Uber’s Business Model Remains Tariff-Proof, Says CEO Dara Khosrowshahi

Across the U.S., the Trump administration’s global tariffs are starting to affect the automakers, tech giants and even toy manufacturers. But Uber—the country’s market leader in ride-hailing and food delivery—remains an exception, at least for now. “We’re off to a strong start this year against the dizzying backdrop of headlines on trade and economic policy,” Dara Khosrowshahi, Uber’s CEO, told analysts during Uber’s first-quarter earnings call yesterday (May 6).

Shares of the ride-hailing giant slipped 1 percent today after the company narrowly missed Wall Street’s revenue forecast.
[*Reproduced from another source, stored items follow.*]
PR #565, opened 2024-07-29
Add host-bulk `for_each` for static_map

srinivasyadav18:
This PR adds two overloads of host-bulk `for_each` API for **static_map**.

1.  `for_each(Callback callback_op)` 
    executes **callback_op** on every filled element in the map.

2.  `for_each(InputIt first, IntputIt last, CallbackOp callback_op)` 
    executes **callback_op** on every matched slot with key equals to a key from the input sequence.


include/cuco/detail/open_addressing/open_addressing_impl.cuh
```diff
@@ -681,6 +681,73 @@ class open_addressing_impl {
...
+   */
+  template <typename CallbackOp>
+  void for_each_async(CallbackOp&& callback_op, cuda::stream_ref stream)
+  {
+    using const_iterator = typename storage_ref_type::const_iterator;
+
+    auto const is_filled = open_addressing_ns::detail::slot_is_filled<has_payload, key_type>{
+      this->empty_key_sentinel(), this->erased_key_sentinel()};
+
+    thrust::for_each(
```
sleeepyjack: Ah, good use of `thrust::for_each` here. IIRC this function as is is still synchronous w.r.t. the host. You'd have to use `thrust::async::for_each` and/or `thrust::cuda::par_nosync` execution policy.

srinivasyadav18: Thanks! Resolved in https://github.com/NVIDIA/cuCollections/pull/565/commits/ded6180e14564ff1e88a2a9022d5e0dbda85b7b8.

PointKernel: Let's switch to `cub::DeviceFor`. `thrust::for_each` will not use the map allocator to deal with temporary memory allocation/deallocation.

sleeepyjack: Does `for_each` need any temp allocations?

PointKernel: TBH, I don't know. If the underlying algo is [cub::DeviceFor](https://nvidia.github.io/cccl/cub/api/structcub_1_1DeviceFor.html#_CPPv4N3cub9DeviceForE), then probably yes. If not, it might be switched to `cub::DeviceFor` in the future and the only way to make sure that we are using the given allocator is to invoke APIs with explicit memory control. 

With that, cuco details probably always want to use CUB instead of thrust.

include/cuco/detail/open_addressing/open_addressing_impl.cuh
```diff
@@ -681,6 +682,89 @@ class open_addressing_impl {
...
+
+    // Allocate temporary storage
+    auto d_temp_storage = temp_allocator.allocate(temp_storage_bytes);
+
+    CUCO_CUDA_TRY(cub::DeviceFor::ForEachN(d_temp_storage,
+                                           temp_storage_bytes,
+                                           thrust::make_counting_iterator(static_cast<size_t>(0)),
+                                           this->capacity(),
+                                           op,
+                                           stream.get()));
```
```suggestion
                                           stream.get()));
    temp_allocator.deallocate(d_temp_storage, temp_storage_bytes);
```

sleeepyjack (approved):
LGTM apart from the missing `deallocate(tmp)`

PointKernel:
> This PR adds two overloads of host-bulk `for_each` API for **static_map**.
> 
> 1. `for_each(Callback callback_op)`
>    executes **callback_op** on every filled element in the map.
> 2. `for_each(InputIt first, IntputIt last, CallbackOp callback_op)`
>    executes **callback_op** on every matched slot with key equals to a key from the input sequence.

With the first overload no longer desired by libcudf, shall we remove it from the current PR?

sleeepyjack:
@PointKernel the first overload was requested (or better proposed by me) in this thread (NV internal): https://nvidia.enterprise.slack.com/archives/CRJDZ0SKG/p1721975163922999

I think this overload is useful in general as it enables functionality similar to the `begin/end` iterators in STL containers.

include/cuco/detail/open_addressing/kernels.cuh
```diff
@@ -182,6 +182,47 @@ CUCO_KERNEL __launch_bounds__(BlockSize) void erase(InputIt first,
...
+ * @tparam CallbackOp Unary callback functor or device lambda
+ * @tparam Ref Type of non-owning device ref allowing access to storage
+ *
+ * @param first Beginning of the sequence of input elements
+ * @param n Number of input elements
+ * @param callback_op Function to call on every element found in the container
+ * @param ref Non-owning container device ref used to access the slot storage
+ */
+template <int32_t CGSize, int32_t BlockSize, typename InputIt, typename CallbackOp, typename Ref>
+CUCO_KERNEL __launch_bounds__(BlockSize) void for_each(InputIt first,
```
PointKernel:
```suggestion
CUCO_KERNEL __launch_bounds__(BlockSize) void for_each_n(InputIt first,
```

include/cuco/detail/open_addressing/open_addressing_impl.cuh
```diff
@@ -681,6 +682,91 @@ class open_addressing_impl {
...
+
+    temp_allocator.deallocate(d_temp_storage, temp_storage_bytes);
+  }
+
+  /**
+   * @brief Asynchronously executes a callback on every element in the container whose key matches
+   * with a key from the input key sequence.
+   *
+   * @note Passes a copy of the element whose `key` matches with a key from the input key sequence
+   * to the callback.
```
```suggestion
   * @brief Asynchronously applies the given callable to all matches for each key within the specified range.
   *
   * @note Iterates over each key in the range `[first, last)` and applies the provided `callback_op` functor to all matches of the key in the data structure.
```

include/cuco/detail/open_addressing/open_addressing_impl.cuh
```diff
@@ -681,6 +682,91 @@ class open_addressing_impl {
...
+
+    CUCO_CUDA_TRY(cub::DeviceFor::ForEachN(nullptr,
+                                           temp_storage_bytes,
+                                           thrust::make_counting_iterator(static_cast<size_t>(0)),
+                                           this->capacity(),
+                                           op,
+                                           stream.get()));
+
+    // Allocate temporary storage
+    auto d_temp_storage = temp_allocator.allocate(temp_storage_bytes);
```
sleeepyjack: This allocation (unless it's stream-ordered/async allocator) prevents this function from being async w.r.t. the host. Does `ForEachN` even need a temp allocation?

PointKernel: > Does ForEachN even need a temp allocation?

For my education, if we know in advance that the algorithm won't use temporary data, can we bypass the "allocate" step and just pass `nullptr` to `d_temp_storage`?

sleeepyjack: If we pass `nullptr` wouldn't that trigger the dummy call again, i.e. only computing the temp memory size and not doing any actual work? We could pass an arbitrary pointer value but this only works if we are guaranteed that the implementation will acutually never dereference that pointer.

sleeepyjack: @srinivasyadav18 It got to my attention that there is [another overload](https://nvidia.github.io/cccl/cub/api/structcub_1_1DeviceFor.html?highlight=devicefor#_CPPv4I000EN3cub9DeviceFor12ForEachCopyNE11cudaError_t21RandomAccessIteratorT9NumItemsT3OpT12cudaStream_t) of `ForEachCopyN` that doesn't require the temp storage parameter. If we switch to that one we should be golden.

include/cuco/detail/open_addressing/open_addressing_impl.cuh
```diff
@@ -705,7 +705,8 @@ class open_addressing_impl {
       }
     };
 
-    cub::DeviceFor::ForEachCopyN(storage_ref.data(), storage_ref.num_windows(), op, stream.get());
+    CUCO_CUDA_TRY(cub::DeviceFor::ForEachCopyN(
```
sleeepyjack, line 709: `CUCO_CUDA_TRY` will fetch the last CUDA error and thus synchronize the device with the host. We can't do that in a function marked `_async`. The error will pop up anyway if we call the non-`_async` variant after we call `stream.wait()`. For the `_async` variant, the user is in charge of proper CUDA error handling.

PointKernel: > fetch the last CUDA error and thus synchronize the device with the host. 

IIUC, it only synchronizes when the return value is not `cudaSuccess`. And in the case it throws, whether it synchronizes or not no longer matters.
https://github.com/NVIDIA/cuCollections/blob/356ce59bb9a403437bf7b1be668bc914ad2bf26f/include/cuco/detail/error.hpp#L54-L58

include/cuco/detail/open_addressing/kernels.cuh
```diff
@@ -182,6 +182,44 @@ CUCO_KERNEL __launch_bounds__(BlockSize) void erase(InputIt first,
...
+ * @tparam CGSize Number of threads in each CG
+ * @tparam BlockSize Number of threads in each block
+ * @tparam InputIt Device accessible input iterator whose `value_type` is
+ * convertible to the `key_type` of the data structure
+ * @tparam CallbackOp Type of unary callback function object
+ * @tparam Ref Type of non-owning device ref allowing access to storage
+ *
+ * @param first Beginning of the sequence of input elements
+ * @param n Number of input elements
+ * @param callback_op Function to call on every element found in the container
```
bdice: We need to clarify that this is acting on pairs of keys/values. Something like this, in all the docstrings?
```suggestion
 * @param callback_op Function to call on every key-value pair found in the container.
 * The function is called with a cuco::pair<Key, Value> and returns void.
```

include/cuco/detail/open_addressing/open_addressing_impl.cuh
sleeepyjack: Hmm, good point. Just to make sure I got this right: The cub/kernel call will immediately return and will not wait for the kernel to finish? Then we should probably wrap all kernel launches in our `_async` APIs with this macro, yes?

include/cuco/detail/open_addressing/kernels.cuh
sleeepyjack: This `open_addressing` impl class is the unified backend for all of the hashing-based containers, i.e., `static_map`, `static_set`, `static_multimap`, etc. thus we have to choose a generic docstring that works for all of them. It gives us headaches too sometimes I have to admit :D

In the actual `static_map` header we could be more precise but we often just copy&paste the docstring from the impl class to make our lives easier keeping the docs up to date.

PointKernel: > In the actual static_map header we could be more precise 

that's my plan for this PR as well. On the other hand, replacing `element` with `slot` is probably sufficient.

include/cuco/detail/open_addressing/open_addressing_impl.cuh
PointKernel: > The cub/kernel call will immediately return and will not wait for the kernel to finish?

Yes

> Then we should probably wrap all kernel launches in our _async APIs with this macro, yes?

All cub and CUDA API invocations are guarded with `CUCO_CUDA_TRY`. If not, we need to add it. Kernels don't return CUDA error so no need to wrap them.

sleeepyjack: Thanks for the clarification. Thread resolved :)

PointKernel (approved):

PR #567, opened 2024-08-01
Fix a dangling reference warning with GCC-13

PointKernel:
Related to https://github.com/rapidsai/cudf/issues/16395

This PR fixes a dangling reference to a temporary warning with gcc13.


sleeepyjack (approved):
I wonder how that worked in the first place.

LGTM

Uber reported $11.5 billion in first-quarter revenue, a 14 percent increase year-over-year. The company also posted $1.7 billion in profit for the quarter, a notable rebound from a net loss of $654 million during the same period last year.

For the current quarter, Uber expects gross bookings to grow between 16 percent and 20 percent—a sign the company does not foresee major financial headwinds between April and June, Khosrowshahi said.—a sign that Uber isn’t anticipating any major financial headwinds between April and June, said Khosrowshahi.

“We don’t see any signals that I describe as significant,” he noted when asked about broader macroeconomic uncertainty. Uber’s gross bookings from January to March rose 18 percent to $42.8 billion.

Khosrowshahi added that while Uber is monitoring shifts in consumer behavior and demand, the company hasn’t seen any notable changes in spending patterns across its businesses, including Uber Eats. “We’re not seeing trade-downs in terms of the kinds of restaurants that our eaters are eating at,” he said.

One area showing signs of weakness is inbound international travel to the U.S., which has slightly impacted gross bookings per trip, said Uber chief financial officer Prashanth Mahendra-Rajah. Though Uber didn’t specify the cause, the downturn comes amid a broader decline in tourism during the Trump administration’s trade war. In March, the number of visitors from Canada dropped 18 percent, while arrivals from Western Europe fell 12 percent.

On the whole, Uber’s core services are relatively insulated from tariff pressures, according to Khosrowshahi.  “Restaurants, transportation, grocery tend to be categories that are quite consistent even during periods of macro uncertainty,” he said. “So I think from a relative standpoint, we’re a little bit less subject to these issues.”